The Rani's TARDIS is sophisticated, scientific, and sinister, as befits her character. There's the subdued, but classy dark decor, the stylish looping and rotating metal mobile at the centre of the console, and the utterly horrifying glass jars containing embryonic T-rexs. I was reminded of the lab in Aliens a year later.
The creature design of the T-rex embryos and the growing effect isn't bad.

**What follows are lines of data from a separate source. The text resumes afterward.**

PR #1423, opened 2025-12-11
BM-2115: Remove Rsyslog from packer build

zeroecco:
This is to allow journald to handle logs.
also cleanup old builds on nightly packer builds.

### DIFF
--- a/dockerfiles/distributor.dockerfile
+++ b/dockerfiles/distributor.dockerfile
@@ -1,5 +1,5 @@
 # Build stage
-FROM rust:1.88.0-bookworm AS init
+FROM rust:1.89.0-bookworm AS init
 
 RUN apt-get -qq update && \
     apt-get install -y -q clang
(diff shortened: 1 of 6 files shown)


bento/crates/workflow/src/bin/agent.rs
```diff
@@ -14,21 +14,87 @@ async fn main() -> Result<()> {
...
+                    }
+                };
+
+                tracing::info!("Agent {} started", agent_id);
+                agent
+                    .poll_work()
+                    .await
+                    .context(format!("[BENTO-AGENT-003] Agent {} exiting", agent_id))
+            });
+            handles.push(handle);
```
austinabell, line 69: This seems very problematic because currently there is a non-trivial amount of sync code that is not put on threads where blocking is acceptable and is blocking the executor. This isn't a big deal now, but multiplying this by the number of agents seems like it would cause issues.

I suppose the assumption here is that this agents num would only be used for agent variants where this isn't the case? Executor agent for example doesn't look that bad for example as the core execution is put on a blocking thread. This does seem like a footgun though where if you apply the wrong agent type, you will run into issues

bento/crates/workflow/src/bin/agent.rs
```diff
@@ -14,21 +14,87 @@ async fn main() -> Result<()> {
...
+                Ok(Err(e)) => {
+                    tracing::error!("Agent {} exited with error: {:#}", idx + 1, e);
+                    has_error = true;
+                }
+                Err(e) => {
+                    tracing::error!("Agent {} task panicked: {:#}", idx + 1, e);
+                    has_error = true;
+                }
+            }
+        }
```
austinabell, line 88: This seems unideal, because it means that if an agent fails, it will not be restarted until all others fail, where then they will be all restarted (assuming the execution has restarts). Seems like you would want to have each individually restart?

austinabell (commented):
only looked at the Rust code and commented on that (unsure if that was meant to be committed, as it seems unrelated to the PR)

bento/crates/workflow/src/bin/agent.rs
zeroecco: thi is a bad push. will fix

The baby dinos are glistening, organic, and satisfyingly replete with fangs and claws.
Luke stepping of one of the Rani's diabolical biological landmines and exploding into a tree then, as a tree, saving Peri, should be a poignant scene, but it comes off as Goodies slapstick. It isn't helped by the ludicrous foam rubber creature design; a big tree-ish tube encompassing the suit actor with one arm/branch extended.
Ainley keeps getting his lines wrong; mispronouncing "apposite" as "appasite" and "impasse" as "empasse"; the latter Baker sarcastically parrots. The gaffs don't seem deliberate and I'd hate to cast aspersions as this was before the internet, when it was quite easy to mispronounce words. I was a very broad reader, with a large vocabulary, and without online audio pronunciation guides, and also being slightly dyslexic, I would frequently get words wrong, so I sympathise with Ainley.

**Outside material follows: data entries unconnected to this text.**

PR #1432, opened 2025-12-12
BM-2126: Ansible Support

zeroecco:
adds ansible for cluster deployment. This is a jump off point and will be improved with additional pr's

### DIFF
--- a/compose.yml
+++ b/compose.yml
@@ -212,7 +212,8 @@ services:
   aux_agent:
     <<: *agent-common
     mem_limit: 256M
-    replicas: ${BENTO_AUX_WORKER_COUNT:-2}
+    deploy:
+      replicas: ${BENTO_AUX_WORKER_COUNT:-2}
     cpus: 1
     environment:
       <<: *base-environment


ansible/roles/broker/templates/broker.toml.j2
```diff
@@ -0,0 +1,104 @@
...
+# broker being slashed.
+#
+# We strongly recommend using the Boundless CLI's `boundless prover
+# generate-config` command to generate a broker.toml file that is tailored to
+# your specific setup.
+#
+# Additionally, refer to documentation:
+# https://docs.boundless.network/provers/broker#settings-in-brokertoml
+### [End] ###
+
```
willpote: Re toml, I think would be a lot easier if we could just have a tomls folder with "real" tomls, e.g. what we have for the existing single instance provers

https://github.com/boundless-xyz/boundless/tree/main/infra/prover/tomls/bento

ansible/roles/awscli/tasks/main.yml
```diff
@@ -0,0 +1,147 @@
...
+    state: present
+    update_cache: true
+  when:
+    - awscli_install_method == "installer"
+    - awscli_which_check.rc != 0 or awscli_update | bool
+  tags:
+    - awscli
+    - awscli-install
+
+- name: Download AWS CLI installer
```
ncocchiaro, line 45: For this external installer it would be good to add a step to verify the package signature (step 2 in [guided installation steps](https://docs.aws.amazon.com/cli/latest/userguide/getting-started-install.html)).

ansible/roles/broker/templates/broker.toml.j2
ncocchiaro: +1 plus it may be easier to automatically validate pre-generated tomls and protect against type errors.

.github/workflows/prover-release.yml
```diff
@@ -0,0 +1,143 @@
+name: Prover Deployment
+
+on:
+  # Nightly deployment at 1am UTC
+  schedule:
+    - cron: '0 1 * * *'
```
willpote: Seems like as written we will redeploy the release cluster also every night? Not a huge deal, but shutting it down and rebooting it will create a bit of downtime, so if we can avoid would be good

ansible/roles/prover/configs/broker/8453.toml
```diff
@@ -0,0 +1,29 @@
+[market]
```
willpote, line 1: We should have two tomls right? One for release (which sets allow client) and one for nightly (which doesn't and uses more of a vanilla setup). 

We should also have separate tomls for staging/prod, as well as each chain, as we need to configure pricing on staging differently

ansible/roles/bento/templates/docker-compose.env.j2
```diff
@@ -0,0 +1,42 @@
...
+
+# Broker Configuration (if enabled)
+{% if bento_prover_private_key is defined and bento_prover_private_key | string | length > 0 %}
+PROVER_PRIVATE_KEY={{ bento_prover_private_key }}
+{% endif %}
+{% if bento_povw_log_id is defined and bento_povw_log_id | string | length > 0 %}
+POVW_LOG_ID={{ bento_povw_log_id }}
+{% endif %}
+{% if bento_prover_rpc_url is defined and bento_prover_rpc_url | string | length > 0 %}
+PROVER_RPC_URL={{ bento_prover_rpc_url }}
```
willpote: Didn't we migrate to using multiple RPC urls for the release cluster?

ansible/roles/bento/README.md
```diff
@@ -0,0 +1,125 @@
...
+  REDIS_TTL: "57600"
+  BENTO_BINARY_URL: "https://github.com/boundless-xyz/boundless/releases/download/bento-v1.2.0/bento-bundle-linux-amd64.tar.gz"
+```
+
+## Usage
+
+### Basic Deployment
+
+```bash
+ansible-playbook -i inventory.yml bento-standalone.yml
```
willpote: Looks out of date? I dont see a file bento-standalone

.github/workflows/ansible.yml
```diff
@@ -0,0 +1,172 @@
...
+  workflow_dispatch:
+    inputs:
+      playbook:
+        description: 'Playbook to run'
+        required: true
+        type: choice
+        options:
+          - cluster.yml
+          - bento-worker.yml
+          - broker.yml
```
willpote: I don't see these files in the PR

.github/workflows/prover-deploy.yml
```diff
@@ -0,0 +1,143 @@
+name: Prover Deployment
```
willpote, line 1: Can we rename file to `prover-deploy.yml`

ansible/roles/bento/README.md
```diff
@@ -0,0 +1,125 @@
+# Bento Role
```
willpote: This also deploys and runs the broker right? I think a better name for this would just be `prover` then, since its not just running Bento?

compose.yml
```diff
@@ -58,12 +72,33 @@ x-broker-environment: &broker-environment
...
+  environment:
+    <<: *base-environment
+    REDIS_TTL: ${REDIS_TTL:-57600}
+  # Detect GPUs and spawn one agent per GPU, then wait for all
+  entrypoint:
+    [
+      "/bin/sh",
+      "-c",
+      "for gpu in $(nvidia-smi --query-gpu=index --format=csv,noheader,nounits); do CUDA_VISIBLE_DEVICES=$$gpu /app/agent -t prove --redis-ttl $$REDIS_TTL & done; wait",
+    ]
```
willpote, line 88: If we're automating this here, can you add a follow up task to the board to update the wizard to not try and do this

ansible/roles/prover/configs/broker/8453.toml
willpote: I'm also unclear on where this file is used- i don't see it referenced anywhere else

.github/workflows/prover-deploy.yml
```diff
@@ -0,0 +1,143 @@
...
+permissions:
+  contents: read
+
+jobs:
+  deploy-nightly:
+    name: Deploy Nightly
+    runs-on: ubuntu-latest
+    # Run on schedule OR when manually triggered with nightly/all target
+    if: |
+      github.event_name == 'schedule' ||
```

It is always fascinating meeting other rogue Time Lords. However, to blame aliens for rough northern miner Luddites acting like demented football hooligans, while painting the industrialists as lovely chaps is a bit too much revisionist history. The sci-fi is silly rather than exciting, however, while this isn't one I'd re-revisit, the story is passable.
The story is set, though not filmed, in the real town of Killingworth, north of Newcastle upon Tyne. The Killingworth Colliery existed and was owned by Lord Ravensworth, a peer and Tory MP, who also employed George Stephenson.
Referring to my copy of Howe, walker, and Stammer's Handbook, Colin Baker says, "The most painful stunt was the one in The Mark of the Rani, where I dangling on a chain...I got one of my fingers caught...In fact, it's still bent...That was... irritating." (Interview at a convention in Texas in 1985).
I had not noticed, or had completely forgotten until I searched the internet, that the cat brooches frequently changed because Baker fans would send him new ones. (Have I mentioned this before? Oh, who cares).